Obituary: Viscount Rochdale
VISCOUNT ROCHDALE had a life of tremendous variety which combined numerous appointments in industry, active service both in the Army and the House of Lords, and a real love of the countryside.
He was born John Kemp in 1906 at Rochdale and after education at Eton and Trinity College, Cambridge, he joined his father's company, Kelsall and Kemp, woollen manufacturers, in 1928. He became the company's chairman after the Second World War.

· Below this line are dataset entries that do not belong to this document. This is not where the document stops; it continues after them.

PR #998, opened 2024-12-17
Dev simplified onboarding clean

Nikunjsharma0:
Added passkey changes and invite user branch merged


app-react/src/jsMain/kotlin/com/ustadmobile/view/clazz/inviteViaContact/ClazzInviteRedeem.kt
```diff
@@ -22,7 +22,7 @@ import web.cssom.px
 
 
 external interface ClazzInviteRedeemProps : Props {
-    var uiState: InviteRedeemUiState
+    var uiState: ClazzInviteUiState
```
mikedawson: Should use the full base name for UiState class - ClazzInviteRedeemUiState

app-android/src/main/java/com/ustadmobile/port/android/impl/UstadApp.kt
```diff
@@ -1079,6 +1080,14 @@ class UstadApp : Application(), DIAware, ImageLoaderFactory{
             )
         }
 
+        bind<ClazzRedeemUseCase>() with scoped(LearningSpaceScope.Default).provider {
```
mikedawson: Use case should also be ClazzInviteRedeemUseCase - naming should be consistent.

core/src/commonMain/kotlin/com/ustadmobile/core/viewmodel/redirect/RedirectViewModel.kt
```diff
@@ -87,7 +87,7 @@ class RedirectViewModel(
                     put(
                         ARG_LEARNINGSPACE_URL,
                         apiUrlConfig.presetLearningSpaceUrl?.requireHttpPrefix()
-                            ?.requirePostfix("/")?.replace("/umapp", "") ?: ""
+                            ?.requirePostfix("/")?: ""
```
mikedawson: The /umapp shouldn't have been there - it's not part of the learning space url ever. 

For style:

if you used:
```
val presetLearningSpaceUrl = apiUrlConfig.presetLearningSpaceUrl
```

Then you could remove null safety within the if statement. That should be done

mikedawson (changes requested):

mikedawson (approved):

PR #2879, opened 2025-02-21
Update license proxy to mention it should be lowercase

Joffcom:
The `http_proxy_license_server` and `https_proxy_license_server` need to be lowercase `http_proxy` and `https_proxy`


imchairmanm (approved):
Looks fine to me. Thanks Jon!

Unlike his father, he was a Conservative and he became Chairman of the Rochdale Association in the 1930s. Also at this time he joined the Territorial Army and during the war he saw active service in the UK, Europe, India and the Pacific, where he was attached to the US forces. He rose to the rank of Brigadier and was appointed OBE in 1945, later becoming Honorary Colonel of the 251 Field Regiment RA (Westmorland and Cumberland Yeomanry). In 1945 John Kemp inherited a barony on the death of his father. As Lord Rochdale he seemed to acquire the propensity to be chosen to deal with highly sensitive and difficult issues, the first of which was his appointment as Chairman to the Cotton Board in 1957.
The Lancashire trade was under serious threat from unrestricted imports from the Indian sub-continent and Hong Kong, but despite his background in wool, his acquired knowledge of the cotton trade combined with his infinite patience, his high capacity for taking pains and his integrity enabled him to win some respite, if only temporarily, for the hard- pressed industry in Lancashire. His reward after these exceedingly difficult negotiations was elevation to a viscountcy.

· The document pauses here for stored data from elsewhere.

PR #2903, opened 2025-02-25
Add more specifics about manual, partial, and production executions

imchairmanm:


docs/workflows/executions/manual-partial-and-production-executions.md
```diff
@@ -0,0 +1,54 @@
...
+
+## Manual executions
+
+Manual executions allow you to run workflows directly from the [canvas](/glossary.md#canvas-n8n) to test your workflow logic. These executions are "ad-hoc" — they run only when you manually select the **Test workflow** button.
+
+Manual executions make building workflows easier by allowing you to iteratively test as you go, following the flow logic and seeing data transformations. You can test conditional branching, data formatting changes, and loop behavior by providing different input items and modifying node options.
+
+/// note | Pinning execution data
+When performing manual executions, you can use [data pinning](/data/data-pinning.md) to "pin" or "freeze" the output data of a node. On future runs, instead of executing the pinned node, n8n will substitute the pinned data and continue following the flow logic. This allows you to iterate without operating on variable data or repeating queries to external services. Production executions ignore all pinned data.
```
evilnick, line 19: I don't want to go overboard on this note, but it might be worth briefly mentioning editing pinned data (https://docs.n8n.io/data/data-editing/) too.

docs/workflows/executions/manual-partial-and-production-executions.md
```diff
@@ -0,0 +1,54 @@
...
+///
+
+## Partial executions
+
+Clicking the **Test workflow** button at the bottom of the workflow in the **Editor** tab manually runs the entire workflow. You can also perform partial executions to run specific steps in your workflow. Partial executions are manual executions that only run a subset of your workflow nodes.
+
+To perform a partial execution, select a node, open its detail view, and select **Test step**. This executes the specific node and, if required, any preceding nodes required to fill in its input data. You can also temporarily disable specific nodes in the workflow chain to avoid interacting with those services while building.
```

His next challenges concerned maritime matters. In 1961 he became Chairman of the committee of inquiry into the principal ports and afterwards the first Chairman of the National Ports Council. In 1971 he became Chairman of the Harland & Wolff Shipbuilding Company, in Belfast, until it was reorganised by the government in 1975. This was yet another hot seat - the firm was in grave financial difficulty incurring high losses. It was one of John Rochdale's great strengths that he was liked and respected by both sides of whatever the divide might be; a great tribute to his complete fairness in all his dealings.
Among the many appointments he held throughout his long career he was President of the National Union of Manufacturers and the Economic League, a Governor of the BBC and director of several banks and industrial companies.
Rochdale remained throughout and until very recently an active member of the House of Lords and he had been a member of the Select Committee on European Affairs.
All this should not overwhelm his equal interest and enthusiasm for country matters. He had inherited a world-wide collection of rhododendrons and some fine trees at Lingholm, near Keswick, in Cumberland, but he added greatly to these and much improved the gardens and woodland walks adjoining Derwentwater which for some years have been greatly enjoyed by numerous people.
He took much pleasure in visiting his farms and walking the fells. With his mass of snow-white hair, upright bearing and brisk pace, he cut an imposing figure with whom it was difficult to keep up, let alone abreast. His invariable physical fitness can be attributed to the fact that he was a Christian Scientist for many years.
Rochdale had many interests. He flew his own plane before the war and he had a great love and understanding of music, possessing a fine voice himself. He travelled widely which earned him friends throughout the world. Despite his very full life he devoted much time to his family, which included many nephews and nieces. Although he had a highly serious outlook on life he also possessed a keen sense of humour. No doubt it was partly due to this that he was held in such affection and respect by family, friends and business associates alike.